OpenAI’s ChatGPT, the popular AI-powered chatbot used for a variety of tasks, has evolved beyond just handling text. The latest version of ChatGPT, known as GPT-4, now includes an interesting new capability – image analysis. Users can now not only interact with the bot using words, but can also use it to describe images, ask questions about them, and even recognize faces of specific individuals. Potential applications of this technology are promising, such as helping users identify and solve problems in images, such as troubleshooting a broken car engine or identifying mysterious grains.
One of the early adopters of this improved version is Jonathan Mosen, CEO of the Blind Employment Agency, who got a chance to experience the visual analysis feature during a visit. With the help of ChatGPT, he could recognize different dispensers in hotel bathrooms and learn their contents in detail, going beyond the capabilities of traditional image analysis software.
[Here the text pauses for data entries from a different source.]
PR #1152, opened 2024-11-14
feat: (Series | DataFrame).plot.bar

chelsea-lin:
Fixes internal issue 375905303🦕

### DIFF
--- a/bigframes/operations/_matplotlib/core.py
+++ b/bigframes/operations/_matplotlib/core.py
@@ -52,6 +52,10 @@ class SamplingPlot(MPLPlot):
     def _kind(self):
         pass
 
+    @property
+    def _sampling_warning_msg(self) -> typing.Optional[str]:
+        return None
+
     def __init__(self, data, **kwargs) -> None:
         self.kwargs = kwargs
         self.data = data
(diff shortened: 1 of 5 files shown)


bigframes/operations/_matplotlib/core.py
```diff
@@ -74,18 +75,24 @@ def _compute_plot_data(self):
...
 class AreaPlot(SamplingPlot):
     @property
     def _kind(self) -> typing.Literal["area"]:
         return "area"
 
 
+class BarPlot(SamplingPlot):
+    @property
+    def _kind(self) -> typing.Literal["bar"]:
+        return "bar"
```
TrevorBergeron, line 87: Does bar plot make sense as a sampling plot? It seems that bar plots are really meant for small-cardinalities and don't down-sample well.

chelsea-lin: The bar plots are discrete while the area/line/scatter plots are continuous. Hence, the downsampling in the bar is not straightforward compared to others. Thanks for suggestions here. I just added a warning message to suggest users to consider pre-processing data (aggregations or select top categories).

TrevorBergeron (approved):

However, OpenAI is cautious about the potential risks associated with facial recognition. While the chatbot’s visual analysis can only identify certain public figures, the company is mindful of the ethical and legal concerns associated with the use of facial recognition technology, particularly those related to privacy and consent. For this reason, the app has stopped giving information about people’s faces to Mosen.
Sandhini Agarwal, policy researcher at OpenAI, says the company wants to engage in a transparent dialogue with the public regarding the integration of visual analytics capabilities into its chatbot. They are willing to solicit feedback and democratic input from users to establish clear guidelines and safeguards. In addition, the non-profit arm of OpenAI is exploring ways to involve the public in setting rules for AI systems to ensure responsible and ethical practices.
The development of scene analysis in ChatGPT is a natural progression given the model’s training data, which includes images and text collected from the Internet. However, OpenAI is aware of potential challenges, such as “hallucinations” where the system may generate misleading or false information in response to images. For example, when shown a picture of a person on the verge of fame, the chatbot may mistakenly name a different notable person.
Microsoft, a major investor in OpenAI, also has access to the visual analysis tool and is testing it in a limited rollout on its Bing chatbot. However, both companies are working carefully to protect user privacy and address concerns ahead of wider implementation.